FIG. 7 is a cross-sectional explanatory view of the bearing and a graph showing copper concentration.

[Explanation of symbols]

1 Iron-based raw material powder 2 Copper-based raw material powder (flat powder) 5 bearings 6 green compact 11 Mold 16 Filling section 51 Sliding surface (sliding part)

Front page continuation (51) Int.Cl. ⁷ Identification code FI theme code (reference) F16C 33/14 F16C 33/14 A F term (reference) 3J011 SB02 SB03 SB19 4K018 AA04 AA29 BA02 BB01 CA05 CA14 HA03 KA03

Claims (5)

[Claims] 1. An iron-based and copper-based raw material powder is filled in a filling portion of a molding die, and the raw material powder is pressed to form a green compact,
In a sliding component formed by sintering this green compact, the copper-based raw material powder is a flat powder having an aspect ratio larger than that of the iron-based raw material powder, and copper is segregated on the surface side.
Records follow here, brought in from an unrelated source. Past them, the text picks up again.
Issue #54, opened 2020-09-29
Fetch analysis endpoint by last signed in time to populate notification panel


kevinlul:
Endpoint implemented: `GET /api/analyses?since=ISO_TIMESTAMP`

Requires #35, #36, #53

kevinlul:
Closed by #92 in c5a1929e150fa448c031975af6b4ff666d8af3b5

PR #92, opened 2020-10-19
React: new notification panel & connect it to backend

### LINKED ISSUE #83: Notification panel: reduce size of see detail buttons, try align right
Experiment with ways to fill whitespace. May be blocked by #54, #78

annnag:
Removed the notification panel on the dashboard and replaced it with a popover on the top right corner. 

Closes #83, #54


react/src/pages/NotificationPopover.tsx
```diff
@@ -0,0 +1,99 @@
...
+        setAnchorEl(event.currentTarget);
+    };
+    const handlePopoverClose = () => {
+        setAnchorEl(null);
+    };
+    useEffect(() => {
+        const lastLoginISO = new Date(lastLoginTime).toISOString().slice(0, -1);
+        fetch(`/api/analyses?since=${lastLoginISO}`).then(async response => {
+            if (response.ok) {
+                setAnalyses((await response.json()) as AnalysisRow[]);
```
kevinlul, line 51: There's another step after fetching from https://github.com/ccmbioinfo/ST2020/blob/master/react/src/pages/analysis/Analysis.tsx#L177 to fit the `AnalysisRow` type.

react/src/pages/NotificationPopover.tsx
```diff
@@ -0,0 +1,99 @@
...
+            } else {
+                console.error(`GET /api/analyses?since=ISO_TIMESTAMP failed with ${response.status}: ${response.statusText}`);
+            }
+        });
+    }, []);
```
kevinlul, line 56: Add `lastLoginTime` to the dependency array. Between this and the other issue, it's causing a freeze and crash when actual data is returned from the endpoint. To test with a login timestamp, you can try something like this in your shell:
```bash
docker exec -it st2020_app_1 python

from datetime import datetime
from app import models, db
user = models.User.query.get(1)
user.last_login = datetime(2020, 1, 1)
db.session.commit()
```

kevinlul (changes requested):

kevinlul (approved):
LGTM

PR #294, opened 2021-01-04
React: useFetchCache hook for caching any api call for session duration

### LINKED ISSUE #277: useContext and cache some common fetches like /api/enums to sessionStorage

frewmack:
Closes #277. 
API calls made through `useFetchCache` are only fetched once, and taken from cache for every subsequent call. This may cause issues later for calls like `/api/groups` which can be updated during a session, so we should revisit this later and use a library like react-query to save the hassle of setting up refetch policies from scratch.

### DIFF
--- a/react/src/contexts/fetchCache/FetchCacheProvider.tsx
+++ b/react/src/contexts/fetchCache/FetchCacheProvider.tsx
@@ -6,21 +6,32 @@ import { ClientContext, ResultContext } from "./FetchCacheContext";
  */
 export function FetchCacheProvider(props: { children: React.ReactNode }) {
     const [url, setURL] = useState("");
-    const [cachedResult, setCachedResult] = useState<any>();
+    const [cache, setCache] = useState<{ [url: string]: any }>({});
 
+    // Problem: If you ask for resource B when you already asked for resource A,
+    // the hook gives resource A back for a split-second while resource B gets
+    // fetched.
     useEffect(() => {
+        function updateCache(key: string, value: any) {
+            setCache(oldCache => {
+                const newCache = { ...oldCache };
+                newCache[key] = value;
+                return newCache;
+            });
+        }
+
         // use url as cache key
         const stored = sessionStorage.getItem(url);
         if (stored) {
             // hit, no fetch
-            setCachedResult(JSON.parse(stored));
+            updateCache(url, JSON.parse(stored));
         } else {
             // miss, refetch
             fetch(url).then(async response => {
                 if (response.ok) {
                     const data = await response.json();
                     sessionStorage.setItem(url, JSON.stringify(data));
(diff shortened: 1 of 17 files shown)


react/src/contexts/fetchCache/FetchCacheProvider.tsx
```diff
@@ -0,0 +1,51 @@
+import React, { useEffect, useState } from "react";
+import { ClientContext, ResultContext } from "./FetchCacheContext";
+
+/**
+ * Provider for useFetchCache hook.
+ */
+export function FetchCacheProvider(props: { children: React.ReactNode }) {
+    const [url, setURL] = useState("");
```
kevinlul, line 8: Naively thinking, shouldn't url not be a state and just be a prop? Isn't this the cause of the problem you mentioned or is that not how contexts work?

frewmack: I made the url a state variable because I knew that calling `setURL` would trigger a re-render and cause the `useEffect` code to run. 

The issue I had initially was that I stored only one cached result in a state variable as opposed to storing the entire cache. Storing one cached result caused an issue where if you ask for resource A, and then ask for resource B, the provider would give you resource A until it finished fetching B, causing undesirable behaviour. Now when you ask for A, it will return cache[A], which may be undefined indicating that it is not fetched yet.

kevinlul: Ah, so the comment below is justifying the `useEffect`, not saying that the problem exists now?

frewmack: Yep. The one hook can handle multiple urls now.

react/src/contexts/fetchCache/useFetchCache.tsx
```diff
@@ -0,0 +1,13 @@
...
+
+/**
+ * Hook that returns the JSON response from
+ * GET-ing the provided url. Result is cached and
+ * reused. Cache expires on session end.
+ */
+export function useFetchCache(url: string) {
+    useContext(ClientContext)(url);
+    const result = useContext(ResultContext);
+    return result ? (result[url] ? result[url] : undefined) : undefined;
```
kevinlul, line 12:
```suggestion
    return result && result[url];
```

kevinlul (changes requested):
Seems to be working!

kevinlul:
I agree that we will have to look at a library for this on the frontend. In addition to the problem you mentioned with this cache being session-permanent, we also have a setState while rendering due to the implementation:
```
Warning: Cannot update a component (`FetchCacheProvider`) while rendering a different component (`ParticipantTable`).
```

kevinlul (approved):

PR #295, opened 2021-01-05
React: replace manage uploaders tab with group management page

### LINKED ISSUE #214: Replace manage uploaders tab with group management page
As an administrator, I want to see what permission groups exist in the system, add or remove groups, or change the display name of these groups.

The manage uploaders tab shouldn't exist and how it's implemented by wrapping the child in a Typography results in a lot of DOM nesting errors as not everything can be nested under a `<p>`

annnag:
Closes #214


react/src/Groups/components/CreateGroupModal.tsx
```diff
@@ -0,0 +1,86 @@
...
+                    helperText={group.group_code === "" ? "This field cannot be empty." : ""}
+                />
+            </DialogContent>
+            <DialogActions>
+                <Button color="default" variant="outlined" onClick={onClose}>
+                    Cancel
+                </Button>
+                <Button type="submit" color="primary" variant="contained" onClick={submit}>
+                    Create
+                </Button>
```
kevinlul, line 82: Can you disable the submit button while a form submit is in progress like the create user process to avoid glitches when spam-clicking?

react/src/Navigation.tsx
```diff
@@ -159,6 +161,12 @@ const routes: RouteItem[] = [
         main: Analyses,
         icon: <ShowChartIcon />,
     },
+    {
+        pageName: "Groups",
+        path: "/groups",
+        main: Groups,
+        icon: <SupervisedUserCircle />,
+    },
```
kevinlul, line 169: Can you move this after the admin page and mark it admin-only?

kevinlul (changes requested):

react/src/Groups/components/CreateGroupModal.tsx
```diff
@@ -0,0 +1,86 @@
...
+    }
+
+    async function submit(e: React.FormEvent) {
+        e.preventDefault();
+
+        const response = await fetch("/api/groups", {
+            method: "POST",
+            credentials: "same-origin",
+            headers: { "Content-Type": "application/json" },
+            body: JSON.stringify(group),
```
frewmack, line 35: I don't know if group codes are case-sensitive as far as MinIO is concerned, but since the codes are converted to upper-case in the group boxes, I think they should be made lower-case before sending.

react/src/Groups/index.tsx
```diff
@@ -0,0 +1,122 @@
...
+                                        { variant: "success" }
+                                    );
+                                } else {
+                                    enqueueSnackbar(
+                                        `Failed to edit group ${group.group_name}. Error: ${response.status} - ${response.statusText}`,
+                                        { variant: "error" }
+                                    );
+                                }
+                            }}
+                            onDelete={async () => {
```
frewmack, line 84: Clicking "delete" on the group box should open a ConfirmModal to make sure that the user definitely means to delete a group.

frewmack (changes requested):
Looks good. Some minor UX changes needed.

kevinlul (approved):
I believe that's everything!

PR #296, opened 2021-01-06
Flask: fix empty group deletion returning 422 on success

kevinlul:
I don't think the frontend is handling the 204 even though it receives the response when I look in the Network tab...


kevinlul:
@annnag Can you confirm that this fixes the problem for you and I can merge this to your PR?

annnag (approved):
Yes, this fixes the problem!

PR #298, opened 2021-01-06
React: Fix material-table filters being deleted upon first typing

frewmack:
Quick fix for this weird behaviour. 

There is still a bug where the page re-renders when you open/close the Drawer, or when you click the dark mode switch on the AppBar. My guess is it's related to how the routes are rendered or something, but I haven't figured it out.


kevinlul (approved):
Was it this simple? It was exclusive to those two pages?

frewmack:
Yep. I noticed the problem didn't happen in the Participants page, which didn't save the param ID in a state variable.

PR #299, opened 2021-01-06
React: hook up linking multiple files and make sequencing_date a required field

annnag:
Closes #281

PR #302, opened 2021-01-07
React: Permission group multiselect in Add Datasets

### LINKED ISSUE #259: Add datasets: add multiselect for permission group if user has multiple
Depends on #258

frewmack:
Closes #259. Also changes /api/login to send the user's permission groups on login.


react/src/AddDatasets/components/DataEntryTable.tsx
```diff
@@ -377,6 +387,12 @@ function DataEntryToolbar(props: {
                 <Box display="flex" flexGrow={1}>
                     <Typography variant="h6">Enter Metadata</Typography>
                 </Box>
+                <GroupDropdownSelect
+                    selectedGroupCodes={props.groups}
+                    allGroupCodes={props.allGroups}
+                    onChange={props.setGroups}
+                    disabled={props.allGroups.length <= 1}
```
kevinlul, line 394: When I first sign in I always get an error on this line that `allGroups` is undefined when navigating to add datasets. This is fixed by a hard refresh.

kevinlul (changes requested):

react/src/AddDatasets/index.tsx
```diff
@@ -28,21 +28,33 @@ const useStyles = makeStyles(theme => ({
...
     useEffect(() => {
         document.title = `Add Datasets | ${process.env.REACT_APP_NAME}`;
         handleDataChange(createEmptyRows(1)); // sets errorMessage on initial render
     }, []);
 
+    useEffect(() => {
+        if (props.groups.length > 0) {
+            setAsGroups(props.groups);
+        } else {
+            setErrorMessage("Cannot submit. You are not part of any permission groups.");
```
kevinlul, line 51: Can a similar message be added for when the user attempts to submit with the field not filled out?

kevinlul (changes requested):
This works great and I like that the selection is disabled if the user cannot make a meaningful choice.

react/src/AddDatasets/index.tsx
```diff
@@ -52,6 +52,13 @@ export default function AddParticipants(props: {
         }
     }, [props.groups]);
 
+    function onChangeGroups(newGroups: string[]) {
+        setAsGroups(newGroups);
+        if (newGroups.length === 0) {
+            setErrorMessage("Cannot submit. You must select a permission group.");
+        }
```
kevinlul, line 59: I think the error condition needs to consider both the filled-out state of the entire form and the dropdown. This worked initially, but when I filled out the table, the submit button was enabled again.

kevinlul (changes requested):

kevinlul (approved):
LGTM!

annnag (changes requested):
Looks good to me! Everything works as expected.
One super minor problem: when one dataset is added, the snack bar says `1 datasets...` instead of `1 dataset...`

annnag (approved):

kevinlul:
We have a merge conflict because #299 was merged

PR #303, opened 2021-01-12
Flask: add limit, page, order_by, order_dir, filter parameters to /api/participants

### LINKED ISSUE #283: Epic: reducing data overfetch to allow for progressive loading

And sliding parts. 2. The sliding component according to claim 1, wherein the surface copper coverage of the sliding portion is 60% or more. 3. The sliding component according to claim 1, wherein the flat powder has an aspect ratio of 10 or more. 4. The ratio of the copper-based raw material powder is 20% of the whole.
The sliding component according to claim 2, wherein the sliding component is about 70% by weight. 5. A slide obtained by filling an iron-based and copper-based raw material powder into a filling portion of a molding die, pressurizing the raw material powder to form a green compact, and sintering the green compact. In the method of manufacturing a moving part, a flat powder having a larger aspect ratio than the iron-based raw material powder is used for the copper-based raw material powder, and the copper-based raw material powder in the filling portion is oscillated on the surface side of the green compact. A method for manufacturing a sliding component, characterized by segregating.